Stored items:
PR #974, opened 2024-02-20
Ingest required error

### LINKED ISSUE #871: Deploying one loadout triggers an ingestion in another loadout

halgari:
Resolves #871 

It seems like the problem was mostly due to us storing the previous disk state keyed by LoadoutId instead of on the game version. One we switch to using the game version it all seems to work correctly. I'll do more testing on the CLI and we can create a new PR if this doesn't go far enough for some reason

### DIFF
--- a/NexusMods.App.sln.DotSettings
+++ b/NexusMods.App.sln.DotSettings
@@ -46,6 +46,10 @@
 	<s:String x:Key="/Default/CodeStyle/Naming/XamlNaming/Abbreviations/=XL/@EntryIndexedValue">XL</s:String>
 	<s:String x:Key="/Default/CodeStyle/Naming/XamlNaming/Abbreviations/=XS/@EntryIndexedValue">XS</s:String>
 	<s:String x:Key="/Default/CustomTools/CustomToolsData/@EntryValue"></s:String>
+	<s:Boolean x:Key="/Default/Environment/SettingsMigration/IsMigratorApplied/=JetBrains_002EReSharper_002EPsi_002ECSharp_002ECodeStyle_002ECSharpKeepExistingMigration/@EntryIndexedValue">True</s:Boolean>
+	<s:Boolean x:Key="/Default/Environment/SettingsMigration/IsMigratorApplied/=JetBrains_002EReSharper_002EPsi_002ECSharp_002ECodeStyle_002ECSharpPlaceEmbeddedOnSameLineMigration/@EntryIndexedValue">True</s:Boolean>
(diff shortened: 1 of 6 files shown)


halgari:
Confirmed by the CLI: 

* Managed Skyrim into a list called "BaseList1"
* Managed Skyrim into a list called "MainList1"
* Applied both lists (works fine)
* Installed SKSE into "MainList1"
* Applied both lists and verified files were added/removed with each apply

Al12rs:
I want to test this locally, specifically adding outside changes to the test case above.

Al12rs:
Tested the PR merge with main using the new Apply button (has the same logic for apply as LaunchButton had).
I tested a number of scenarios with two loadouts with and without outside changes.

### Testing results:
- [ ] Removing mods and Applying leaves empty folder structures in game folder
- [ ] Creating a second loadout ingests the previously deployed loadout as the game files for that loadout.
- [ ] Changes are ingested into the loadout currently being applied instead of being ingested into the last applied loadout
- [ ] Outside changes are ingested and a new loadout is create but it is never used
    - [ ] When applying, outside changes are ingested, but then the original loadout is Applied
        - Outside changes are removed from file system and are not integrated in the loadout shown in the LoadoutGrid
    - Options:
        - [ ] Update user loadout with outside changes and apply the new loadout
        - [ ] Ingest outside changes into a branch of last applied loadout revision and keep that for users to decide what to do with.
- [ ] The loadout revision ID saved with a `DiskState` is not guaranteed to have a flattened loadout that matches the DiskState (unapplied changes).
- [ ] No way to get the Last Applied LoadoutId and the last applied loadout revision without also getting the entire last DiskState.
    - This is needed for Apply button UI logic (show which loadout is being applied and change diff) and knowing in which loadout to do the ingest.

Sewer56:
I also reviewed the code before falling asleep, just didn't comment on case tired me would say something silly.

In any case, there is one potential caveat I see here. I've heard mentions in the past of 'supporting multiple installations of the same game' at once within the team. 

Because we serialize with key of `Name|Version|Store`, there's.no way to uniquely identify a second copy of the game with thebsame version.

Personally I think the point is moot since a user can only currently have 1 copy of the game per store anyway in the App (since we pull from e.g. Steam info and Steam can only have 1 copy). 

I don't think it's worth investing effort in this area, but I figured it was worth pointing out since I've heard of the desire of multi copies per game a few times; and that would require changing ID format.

Goal of the exercise:
Search the records above for the string "have" and copy each line that holds it.

Problem solution:
- [ ] The loadout revision ID saved with a `DiskState` is not guaranteed to have a flattened loadout that matches the DiskState (unapplied changes).
Personally I think the point is moot since a user can only currently have 1 copy of the game per store anyway in the App (since we pull from e.g. Steam info and Steam can only have 1 copy). 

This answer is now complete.